╭─ Provided material

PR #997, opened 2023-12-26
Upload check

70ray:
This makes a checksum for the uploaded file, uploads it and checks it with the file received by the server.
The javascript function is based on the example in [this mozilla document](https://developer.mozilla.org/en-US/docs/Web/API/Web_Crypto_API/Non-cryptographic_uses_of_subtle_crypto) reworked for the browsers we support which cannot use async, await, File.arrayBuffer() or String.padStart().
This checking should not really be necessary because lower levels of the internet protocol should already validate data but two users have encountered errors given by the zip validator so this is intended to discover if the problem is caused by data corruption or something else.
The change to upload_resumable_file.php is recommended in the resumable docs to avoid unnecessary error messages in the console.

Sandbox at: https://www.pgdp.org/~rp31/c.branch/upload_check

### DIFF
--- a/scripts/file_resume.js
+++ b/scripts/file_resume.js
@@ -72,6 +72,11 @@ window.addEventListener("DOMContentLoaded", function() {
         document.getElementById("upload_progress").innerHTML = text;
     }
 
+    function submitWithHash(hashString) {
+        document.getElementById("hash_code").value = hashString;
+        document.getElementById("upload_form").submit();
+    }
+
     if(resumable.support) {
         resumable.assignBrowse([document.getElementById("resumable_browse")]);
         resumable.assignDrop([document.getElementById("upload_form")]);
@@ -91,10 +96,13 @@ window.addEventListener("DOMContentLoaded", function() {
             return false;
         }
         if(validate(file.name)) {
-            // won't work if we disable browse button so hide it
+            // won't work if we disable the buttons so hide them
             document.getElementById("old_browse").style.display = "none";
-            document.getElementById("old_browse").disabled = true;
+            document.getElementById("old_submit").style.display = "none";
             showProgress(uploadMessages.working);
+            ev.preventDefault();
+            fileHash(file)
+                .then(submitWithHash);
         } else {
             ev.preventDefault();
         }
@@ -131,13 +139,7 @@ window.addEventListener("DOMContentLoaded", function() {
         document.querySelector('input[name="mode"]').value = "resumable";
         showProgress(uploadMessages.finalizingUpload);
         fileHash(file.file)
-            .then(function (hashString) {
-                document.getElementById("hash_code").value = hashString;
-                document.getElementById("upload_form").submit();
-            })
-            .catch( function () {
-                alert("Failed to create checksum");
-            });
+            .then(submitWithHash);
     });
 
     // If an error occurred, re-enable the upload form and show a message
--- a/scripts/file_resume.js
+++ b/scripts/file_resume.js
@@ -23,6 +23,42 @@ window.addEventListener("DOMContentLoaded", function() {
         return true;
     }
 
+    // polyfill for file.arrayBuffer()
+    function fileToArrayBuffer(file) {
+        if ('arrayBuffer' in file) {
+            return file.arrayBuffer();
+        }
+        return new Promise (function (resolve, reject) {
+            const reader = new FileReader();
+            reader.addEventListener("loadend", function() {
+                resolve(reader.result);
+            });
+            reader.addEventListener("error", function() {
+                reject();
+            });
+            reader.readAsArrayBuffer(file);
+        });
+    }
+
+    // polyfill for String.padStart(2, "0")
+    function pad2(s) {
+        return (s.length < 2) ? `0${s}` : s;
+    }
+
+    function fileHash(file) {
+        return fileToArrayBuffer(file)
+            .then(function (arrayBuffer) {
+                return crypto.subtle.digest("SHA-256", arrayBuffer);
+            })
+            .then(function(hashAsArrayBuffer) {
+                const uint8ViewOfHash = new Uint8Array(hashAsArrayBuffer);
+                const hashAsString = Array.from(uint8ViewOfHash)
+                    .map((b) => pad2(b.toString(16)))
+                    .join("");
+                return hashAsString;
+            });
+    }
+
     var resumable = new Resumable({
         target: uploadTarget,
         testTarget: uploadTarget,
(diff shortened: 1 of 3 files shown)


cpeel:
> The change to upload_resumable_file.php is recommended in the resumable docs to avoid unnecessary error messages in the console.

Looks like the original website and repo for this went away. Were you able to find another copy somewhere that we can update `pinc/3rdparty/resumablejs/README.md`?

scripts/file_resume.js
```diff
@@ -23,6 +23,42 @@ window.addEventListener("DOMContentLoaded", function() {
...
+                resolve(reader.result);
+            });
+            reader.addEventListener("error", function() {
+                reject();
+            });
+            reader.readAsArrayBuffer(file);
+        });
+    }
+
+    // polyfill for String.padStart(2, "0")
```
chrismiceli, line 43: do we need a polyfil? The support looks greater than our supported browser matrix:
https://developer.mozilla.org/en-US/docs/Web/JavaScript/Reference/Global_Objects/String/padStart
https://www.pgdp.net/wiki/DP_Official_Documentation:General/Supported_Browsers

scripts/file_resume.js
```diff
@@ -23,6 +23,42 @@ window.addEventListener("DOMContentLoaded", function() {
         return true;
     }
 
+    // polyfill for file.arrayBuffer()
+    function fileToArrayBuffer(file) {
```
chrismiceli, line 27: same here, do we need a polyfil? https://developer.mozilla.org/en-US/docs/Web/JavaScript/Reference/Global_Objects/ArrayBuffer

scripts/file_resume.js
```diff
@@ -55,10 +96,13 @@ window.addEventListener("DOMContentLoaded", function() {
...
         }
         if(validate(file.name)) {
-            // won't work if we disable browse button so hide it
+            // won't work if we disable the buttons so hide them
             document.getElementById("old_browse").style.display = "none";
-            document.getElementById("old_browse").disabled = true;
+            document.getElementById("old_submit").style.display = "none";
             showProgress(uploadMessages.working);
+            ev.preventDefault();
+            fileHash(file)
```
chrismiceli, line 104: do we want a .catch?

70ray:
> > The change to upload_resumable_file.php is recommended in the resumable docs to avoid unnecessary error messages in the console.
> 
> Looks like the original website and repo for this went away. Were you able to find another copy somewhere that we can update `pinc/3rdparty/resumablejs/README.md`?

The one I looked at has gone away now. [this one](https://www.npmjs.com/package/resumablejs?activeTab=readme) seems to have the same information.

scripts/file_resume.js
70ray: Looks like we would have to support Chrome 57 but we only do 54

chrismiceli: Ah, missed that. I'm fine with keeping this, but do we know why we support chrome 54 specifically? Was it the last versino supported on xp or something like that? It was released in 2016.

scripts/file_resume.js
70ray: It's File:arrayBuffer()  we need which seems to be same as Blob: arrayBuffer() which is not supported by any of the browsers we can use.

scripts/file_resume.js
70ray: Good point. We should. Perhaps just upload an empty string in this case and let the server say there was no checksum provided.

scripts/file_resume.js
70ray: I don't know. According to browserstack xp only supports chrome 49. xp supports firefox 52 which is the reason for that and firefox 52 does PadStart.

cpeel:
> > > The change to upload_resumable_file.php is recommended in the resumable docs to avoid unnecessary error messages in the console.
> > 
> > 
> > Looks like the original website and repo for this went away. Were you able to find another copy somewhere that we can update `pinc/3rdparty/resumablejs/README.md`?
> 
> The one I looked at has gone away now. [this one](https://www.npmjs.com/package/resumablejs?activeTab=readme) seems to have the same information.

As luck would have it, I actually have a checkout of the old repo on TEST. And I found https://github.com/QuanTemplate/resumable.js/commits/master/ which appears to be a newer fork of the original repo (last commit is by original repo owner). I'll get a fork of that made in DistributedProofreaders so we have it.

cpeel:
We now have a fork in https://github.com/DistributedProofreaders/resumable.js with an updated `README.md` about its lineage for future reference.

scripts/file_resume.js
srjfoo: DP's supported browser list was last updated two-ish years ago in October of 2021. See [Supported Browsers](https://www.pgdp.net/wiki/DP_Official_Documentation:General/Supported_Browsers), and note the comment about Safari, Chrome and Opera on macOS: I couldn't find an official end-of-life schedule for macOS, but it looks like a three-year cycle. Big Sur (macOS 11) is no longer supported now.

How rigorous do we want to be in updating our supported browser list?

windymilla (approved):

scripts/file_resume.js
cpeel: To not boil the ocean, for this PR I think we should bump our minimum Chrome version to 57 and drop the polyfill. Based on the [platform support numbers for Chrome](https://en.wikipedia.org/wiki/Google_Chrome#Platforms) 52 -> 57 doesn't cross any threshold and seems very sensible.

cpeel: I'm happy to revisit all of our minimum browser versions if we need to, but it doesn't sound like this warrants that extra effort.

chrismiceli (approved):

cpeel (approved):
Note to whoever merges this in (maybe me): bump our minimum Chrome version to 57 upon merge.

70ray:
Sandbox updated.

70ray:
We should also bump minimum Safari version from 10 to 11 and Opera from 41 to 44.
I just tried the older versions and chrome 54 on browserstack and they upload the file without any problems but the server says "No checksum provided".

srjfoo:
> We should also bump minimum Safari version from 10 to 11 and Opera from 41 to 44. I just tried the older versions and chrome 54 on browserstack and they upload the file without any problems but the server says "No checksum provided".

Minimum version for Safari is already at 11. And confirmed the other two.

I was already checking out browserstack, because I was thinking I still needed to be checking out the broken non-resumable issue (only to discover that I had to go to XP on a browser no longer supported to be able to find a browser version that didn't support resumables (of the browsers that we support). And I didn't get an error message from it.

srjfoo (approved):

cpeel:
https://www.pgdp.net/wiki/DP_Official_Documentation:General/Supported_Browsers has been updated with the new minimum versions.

╰─

### Your assignment
Copy out each line of the records above that includes "would".

### Answer space
70ray: Looks like we would have to support Chrome 57 but we only do 54
As luck would have it, I actually have a checkout of the old repo on TEST. And I found https://github.com/QuanTemplate/resumable.js/commits/master/ which appears to be a newer fork of the original repo (last commit is by original repo owner). I'll get a fork of that made in DistributedProofreaders so we have it.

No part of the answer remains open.